Another key supplemental feature that helps organize an informational text is organization aids, which help the readers find important information.

When reading the paper, you may see that the author uses headings and subheadings. The headings identify the main topics of the paper, and the subheadings separate these main topics into main details. These headings make it easier for you to find specific sections of the essay.

Next, the author may change the font or color to emphasize key words in the essay. Many times an author will use bold print to show a word is important or that it is in the glossary. If an author does not use bold print, he or she may use colored words or italics. All of these changes in font will signal to the reader that this is an important word to know and understand.

Finally, as you read, you may notice that the author has used lists. These lists make it easier for an author to present a lot of information in a shortened way. These lists may be introduced through bullets, labels, or sidebars, which are additional information in the margins of an essay.

Graphics and Illustrations

When writing an informational text, there are many different graphs and illustrations that an author may include. Any of them can expand the meaning through pictures or summarize many key ideas through a graph or visual. They both make it possible for the author to include a lot of information in a much shorter way. How much easier is it to look at a picture of statistics rather than read through them all? Much easier!

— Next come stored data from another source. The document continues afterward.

PR #486, opened 2020-03-20
Graph leaky bucket

andre719mv:
Hi! 
I implemented Leaky Bucket for GraphQL. I am very limited in time so I did not formatted well my PR. Also I am pretty sure that you will not use my exact implementation. But if you will want to implement Leaky Bucket you may find something usefull here.

### DIFF
--- a/ShopifySharp/Services/ShopifyService.cs
+++ b/ShopifySharp/Services/ShopifyService.cs
@@ -14,35 +14,39 @@ namespace ShopifySharp
 {
     public abstract class ShopifyService
     {
-        public virtual string APIVersion => "2019-10";
+        public virtual string APIVersion => "2020-01";
+        protected virtual bool SupportsAPIVersioning => true;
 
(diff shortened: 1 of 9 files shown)


nozzlegear:
Hey, thanks for the PR! Unfortunately I don't think I can merge it as is, because there's a lot of changes that go beyond just adding a leaky bucket to the graph service. For example, there's a lot of changes to the ShopifyService.cs file which comment out code and add some debug prints instead.

ShopifySharp/Services/ShopifyService.cs
```diff
@@ -14,35 +14,39 @@ namespace ShopifySharp
 {
```
nozzlegear, line 14: This file currently has too many unrelated changes for me to merge, particularly the debug logger printing.

andre719mv:
Hey!
Sure. As I said before this PR is only to see the idea. I did not have time to prepare something that can be merged.

nozzlegear:
Cool, thanks! I'll close the PR for now but will come back to look at it when we add leaky bucket support for the graph API.

PR #502, opened 2020-04-25
Fix a incorrect jsonProperty position

yinghualuowu:
It should be in this position
image


nozzlegear:
Published in 5.1.1. Thank you!

PR #1652, opened 2025-05-28
Add check for duplicates upon saving entry

### LINKED ISSUE #1606: Help diambiguating duplicate entries caused by registration timeouts
Some sites have a rather short timeout when registering the TOTP 2FA, and when restarting that process, a new secret is generated.
This leads to problems like this:

- You start the TOTP 2FA registration  process on (say) `evil.com`.
- You scan the QR code with Aegis, adding a TOTP entry for evil.com
- You want to write down (or type it on your desktop PC) the secret code shown in Aegis (which takes some time)
- When you are done (and safe), you want to enter the 2FA response to `evil.com`
- However the registration procedure has timed out (and your entry in Aegis is now an orphan)

So you decide to do it again, trying to be faster. However when scanning the QR code, another entry for `evil.com` is being created (with a different secret), and it's hard to tell "who's who" (other than trying each response) viewing the list.

So I suggest this enhancement:

- If a QR code results in an entry whose name exists already, don't silently add another one, BUT
- *ask* whether the existing entry with the same name should be updated with the new secret (also giving a warning about the consequences)
- *OR* whether to create a new entry with a different name (either adding a suffix like "`# 2`" automatically, or letting the user edit the name)

michaelschattgen:
This PR adds a new BottomSheetDialog in the EditEntryActivity notifying the user that a similar entry (based on name + issuer) already exists.  We will prompt the user with a couple options on how to proceed. I purposely left out the "Save anyway" option because I don't see the need for it, but let me know if you'd like to see otherwise.

Closes #1606

### DIFF
--- a/app/src/main/res/values/strings.xml
+++ b/app/src/main/res/values/strings.xml
@@ -373,6 +373,21 @@
     <string name="note" comment="Users can add a note to an entry">Note</string>
     <string name="clear">Clear</string>
 
+    <string name="dialog_duplicate_entry_title">Duplicate entry</string>
+    <string name="dialog_duplicate_entry_message">This entry has the same name and issuer as one or more existing entries. How would you like to proceed?</string>
+    <string name="dialog_duplicate_entry_overwrite_title">Overwrite existing entry/entries</string>
+    <string name="dialog_duplicate_entry_overwrite_subtitle">Replace the existing entry or entries with the new one. This action cannot be undone</string>
+    <string name="dialog_duplicate_entry_suffix_title">Add suffix</string>
+    <string name="dialog_duplicate_entry_suffix_subtitle">Add a suffix to the name of this new entry. The new name will be: %s</string>
+    <string name="dialog_duplicate_entry_cancel_title">Cancel save</string>
+    <string name="dialog_duplicate_entry_cancel_subtitle">Allows you to edit the entry before attempting to save it again</string>
+    <plurals name="dialog_duplicate_entry_overwrite_dialog_message">
+        <item quantity="one">Are you sure you want to delete %d entry with the following name:\n\n%s - %s</item>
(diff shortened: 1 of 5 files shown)


app/src/main/res/values/strings.xml
```diff
@@ -373,6 +373,21 @@
     <string name="note" comment="Users can add a note to an entry">Note</string>
     <string name="clear">Clear</string>
 
+    <string name="dialog_duplicate_entry_title">Duplicate Entry</string>
```
alexbakker, line 376: Do we want "Entry" in upper or lower case? I think we usually do lower case throughout the app.

app/src/main/res/values/strings.xml
```diff
@@ -373,6 +373,21 @@
...
+    <string name="dialog_duplicate_entry_suffix_title">Add suffix</string>
+    <string name="dialog_duplicate_entry_suffix_subtitle">Add a suffix to the name of this new entry. The new name will be: %s</string>
+    <string name="dialog_duplicate_entry_cancel_title">Cancel save</string>
+    <string name="dialog_duplicate_entry_cancel_subtitle">Allows you to edit the entry before attempting to save it again</string>
+    <plurals name="dialog_duplicate_entry_overwrite_dialog_message">
+        <item quantity="one">Are you sure you want to delete %d entry with the following name:\n\n%s - %s</item>
+        <item quantity="other">Are you sure you want to delete %d entries with the following name:\n\n%s - %s</item>
+    </plurals>
+
+    <string name="dialog_duplicate_entry_overwrite_dialog_title">Confirm Deletion</string>
```
alexbakker, line 389: Same casing question here.

alexbakker (changes requested):

alexbakker (approved):

PR #1658, opened 2025-06-04
Modificacion de archivo FAQ

ualagg860:


michaelschattgen:
Please stick to creating issues or send us an email if you have questions.

In case you are unable to unlock your vault with biometrics, you can unlock the vault with your password and re-enable the biometrics in the settings. If you've lost your password and haven't made backups, then I'm afraid there's nothing we can do for you.

Issue #1681, opened 2025-07-20
fyi only: Google's export has an additional otpParameter - "uniqueId"


hicallmeal:
**Just to be clear, this will make no material difference to Aegis' ability to import GAuth data**

Something I've recently come across in Google's export protobuf: an additional `otpParameter` key - a string of chars (it appears to usually be 19), internally referred to as `uniqueId` (I actually checked the android package).

I'm actually not sure when it's added to accounts, but I assume it might have been implemented after Google added syncing between devices (a year or two ago?), to avoid conflicts. Given the former, I've found it hard to replicate (or create an account that _has_ a uniqueId), as I was only made aware of it by a user.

For illustrations, an author may use photographs or drawings. By including these, an author can help the audience understand exactly what something looks like without having to describe it in the text.

When including a graphic aid, the author wants to represent information in a specific way. This can be done with:

  • Graphs that show relationships between topics. We often see these when an author wants to show a comparison or statistics.
  • Tables that summarize or compare information. Just like graphs, tables are usually used to compare statistics. For example, if you are writing a paper that includes a discussion of crime rates, you could summarize years of crime by either a graph or a table.
  • Maps will help an author show where something took place. Rather than trying to describe the area with words, an author could include a map that highlights the places discussed in the paper.
  • Diagrams can help simplify information that may be a bit more complex when written. For example, if you are writing a paper about the workings of a machine, it may be more helpful to show a diagram of the machine instead of trying to describe it.

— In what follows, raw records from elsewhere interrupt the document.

PR #1712, opened 2025-09-10
docs: Clarify (non) Sync

vorburger:


michaelschattgen:
Same as my other comment, thank you for contributing and trying to improve our FAQ / instructions. However we have decided to do an overhaul ourselves in the near future. We know we have lacked in this department but we also want the instructions to be as clear as possible and we believe the provided instructions are also not technically 100% correct.

PR #1713, opened 2025-09-10
Update FAQ with Google Authenticator transfer instructions

vorburger:
Added instructions for transferring codes from Google Authenticator.


michaelschattgen:
Thanks for the contribution but unfortunately we don't think this is the right place to elaborate on how to import from Google Authenticator.

However, we agree that our instructions and/or FAQ need improvement and will work on this soon.

PR #1714, opened 2025-09-10
docs: Update FAQ with Google Drive backup instructions

vorburger:
As-is it made me think this only works with (great) Nextcloud.

### DIFF
--- a/FAQ.md
+++ b/FAQ.md
@@ -81,6 +81,7 @@ app is not possible.
 
 Cloud providers currently known to be supported:
 - Nextcloud
+- Google: Android Settings > Backup > Back up now; it's [on your Google Drive](https://drive.google.com/drive/u/0/backups)
 
 Another common setup is to configure Aegis to back up to a folder on local
 storage of your device and then have a separate app (like


hofbi:
@vorburger Thanks for this, initially I thought the same so good to see this confirmed.

I just created https://github.com/beemdevelopment/Aegis/issues/1728 to also cover the backup restoring. Do you know how to restore a backup from https://drive.google.com/drive/u/0/backups and import that into Aegis, e.g. when switching to a new phone.

vorburger:
> @vorburger Thanks for this, initially I thought the same so good to see this confirmed.

@hofbi I'm glad that you've found this useful. If only @alexbakker or @michaelschattgen would merge this PR? 😆 

> I just created #1728 to also cover the backup restoring. Do you know how to restore a backup from https://drive.google.com/drive/u/0/backups and import that into Aegis, e.g. when switching to a new phone.

Yes I do, because I have tested this before Aegis; I've now added 2nd commit that explains this - hope that helps you.

FAQ.md
```diff
@@ -81,6 +81,18 @@ app is not possible.
 
 Cloud providers currently known to be supported:
 - Nextcloud
+- Google: Android Settings > Backup > Back up now; it's [on your Google Drive](https://drive.google.com/drive/u/0/backups)
+
+When migrating to a new phone, just install Aegis again, and the Cloud provider
```
hofbi: I just migrated to a new phone and when starting Aegis I had the option to import a file or follow the regular setup asking me to provide a password. Did I miss something here? Can I trigger the backup restore manual or should this happen automatically.

vorburger: @hofbi would you like to Resolve this code review comment?

FAQ.md
```diff
@@ -87,8 +87,13 @@ When migrating to a new phone, just install Aegis again, and the Cloud provider
 will restore its backup to the new device. You can test restoring a backup by
 uninstalling the app and re-installing it. To convince yourself that the data
 wasn't just left on the device, you can _Clear storage_ and _Clear cache_
-in Aegis' App info _Storage and cache_ settings before uninstalling it. If
-you recently added a new entry, then before doing such a test, make sure
+in Aegis' App info _Storage and cache_ settings before uninstalling it.
+
+The password that it asks you for after a (re)install means that the restore
```
hofbi:
```suggestion
If Aegis is already installed and you see the welcome screen when starting the app 
although you were expecting to restore your backup, reinstall the app. This should 
help to get you into the restore process from above, asking you for your password.

The password that it asks you for after a (re)install means that the restore
```

These are the findings I described in https://github.com/beemdevelopment/Aegis/pull/1714/files/e0b68e1575fbb5903897f8533ef5269d1ea59448..6be993fc885bf48272c921301eec7845bd483018#r2440755457. Maybe this should also become a bug ticket?

FAQ.md
hofbi: Yes let's resolve that. I added a suggestion below for my findings.

michaelschattgen:
First off I want to thank you both for contributing and trying to improve our FAQ / instructions. However we have decided to do an overhaul ourselves in the near future. We know we have lacked in this department but we also want the instructions to be as clear as possible and we believe the provided instructions are also not technically 100% correct.

Issue #1710, opened 2025-09-06
Quick settings shortcut doesn't work anymore


AdriandeLima:
### Version

3.4.1

### Source

Google Play

### Vault encryption

Yes (with biometric unlock)

### Device

Pixel 6

### Android version

16 (BP3A.250905.014)

### Steps to reproduce

Add the quick settings tile - it shows unavailable. Nothing happens when tapping the tile

### What do you expect to happen?

Tapping the tile should open the aegis vault

### What happens instead?

Nothing 

### Log

<img width="1080" height="257" alt="Image" src="https://github.com/user-attachments/assets/b556412d-77c5-448d-8a49-09fad14348fb" />

Miltora:
experiencing this aswell

michaelschattgen:
Interesting... I can't reproduce this for the life of me while running the same Android version. Did you try re-adding the quick settings tile?

Miltora:
> Interesting... I can't reproduce this for the life of me while running the same Android version. Did you try re-adding the quick settings tile?

Hi Michael, silly me, didn't try that. That works actually, thank you. It happened after I updated it to Android 16 QPR 1, that it showed, that it is unavailable

michaelschattgen:
@Miltora I'm happy that it worked for you! Although I'm not convinced it will stay like this. We've had similar bug reports in the past where the quick setting tile became unavailable after a few days. Please let us know if that's the case.

Miltora:
@michaelschattgen  I experienced that in the past, the difference is, it showed it was unavailable, but when I double clicked it, it opened still anyway. I'll ping you, if it doesn't work anymore.

DerStimmler:
Had the same issue after updating to Android 16 QPR 1. Re-adding solved it for now 👍

Wanyal:
It seems like re-adding the quick settings toggle works until the phone is rebooted, and it gets disabled again.

Pixel 9 Pro
Android 16 (BP3A.250905.014)

c0l4bin:
> It seems like re-adding the quick settings toggle works until the phone is rebooted, and it gets disabled again.
> 
> Pixel 9 Pro Android 16 (BP3A.250905.014)

I see this same behavior on my P7 running the latest QPR1. Have to re-add after every reboot. It's an easy enough workaround for now but hope the bug is eventually fixed

JNavas2:
> It seems like re-adding the quick settings toggle works until the phone is rebooted, and it gets disabled again.
[...]

PR #1750, opened 2025-12-20
Fix: resolve Quick Settings tile disabling after reboot

JNavas2:
## Description
This PR resolves the issue where the Aegis Quick Settings tile remains in a disabled/grayed-out state after a device reboot. The issue is consistently reproducible when **Biometric Unlock** is enabled.

### The Problem
During a standard Android boot sequence, the `LaunchAppTileService` attempts to bind to the system. When Biometric Unlock is active, the app's security layer interacts with the Android Keystore. Early in the boot process (the "Direct Boot" or Credential Encrypted phase), these hardware-backed APIs are often unavailable or return security exceptions. 

When the Android `TileManager` encounters an unhandled exception or a bind failure during this initial scan, it often "blacklists" the tile, rendering it unavailable until the user manually removes and re-adds it.

### The Fix
This PR implements a "defensive" Direct Boot strategy to ensure the tile remains stable regardless of the boot timing:

1. **Direct Boot Awareness:** Marked `VaultLockReceiver` as `directBootAware="true"` in the Manifest to allow it to receive system signals before the first unlock.
2. **Graceful Service Binding:** Updated `LaunchAppTileService` to check `UserManager.isUserUnlocked()`. If the device is still encrypted, it sets a safe `STATE_INACTIVE` instead of attempting to access protected resources.
3. **Hardware-Ready Refresh:** Added `Intent.ACTION_USER_UNLOCKED` to the `VaultLockReceiver`. This ensures that as soon as the user provides their first PIN/biometric unlock and the Keystore becomes available, the app forces a tile refresh via `TileService.requestListeningState()`.

### Testing Performed
* **Scenario A (Biometrics ON):** Verified the tile correctly transitions from a temporary inactive state to fully enabled immediately after the first post-reboot unlock.
* **Scenario B (Biometrics OFF):** Verified no change in standard behavior.
* **Scenario C (System Update):** Verified the logic handles the post-update optimization refresh correctly.

### DIFF
--- a/app/src/main/java/com/beemdevelopment/aegis/services/LaunchAppTileService.java
+++ b/app/src/main/java/com/beemdevelopment/aegis/services/LaunchAppTileService.java
@@ -20,15 +20,15 @@ public class LaunchAppTileService extends TileService {
     @Override
     public void onStartListening() {
         super.onStartListening();
-        Tile tile = getQsTile();
-        if (tile == null) {
-            return;
-        }
+        updateTileState();
+    }
 
-        // Check if the credential-encrypted storage is unlocked
-        UserManager userManager = (UserManager) getSystemService(Context.USER_SERVICE);
-        if (userManager != null && !userManager.isUserUnlocked()) {
-            // Keep tile in safe inactive state until the user unlocks the phone
+    private void updateTileState() {
+        Tile tile = getQsTile();
+        if (tile == null) return;
+
+        // Centralized logic for Direct Boot safety
+        if (isDeviceLocked()) {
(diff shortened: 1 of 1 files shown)


JNavas2:
Any thoughts?

michaelschattgen:
We appreciate the effort but unfortunately we were not able to accept or review this PR due to the amount of AI 'slop'.

JNavas2:
> We appreciate the effort but unfortunately we were not able to accept or review this PR due to the amount of AI 'slop'.

I understand, apologize for being sloppy, and sincerely thank you for your own fix (Issue #1710)!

In any of these graphics or illustrations, an author is able to condense important information and make comparisons without being too wordy. This usually helps the reader have a better understanding of complex ideas.

Lesson Summary

Informational texts are nonfiction, factual writings that inform the audience about a topic or build upon previous known ideas. For the author to do this well, the essay must be organized. One way that an author can organize his or her writing is to include supplemental features.

Print features act as guides. These may include table of contents, which is a list of the parts of a paper, a preface, which is a note from the author that states the purpose of the content, an index, or a glossary.

Organizational aids help the readers find important information. To highlight these important areas of information, an author may change the font and use bold, color, or italics. There may also be headings or subheadings that show the main details and their support. In addition, an author may separate important ideas from the text through bullets or notes in the margins.

Finally, an author may use illustrations or graphics to summarize main ideas. Illustrations, such as photographs or drawings, let the audience really see what something looks like rather than trying to describe it. Graphics, such as graphs, tables, maps, or diagrams, make it possible for the author to take a lot of information, such as statistics, and condense it in a much easier way to follow.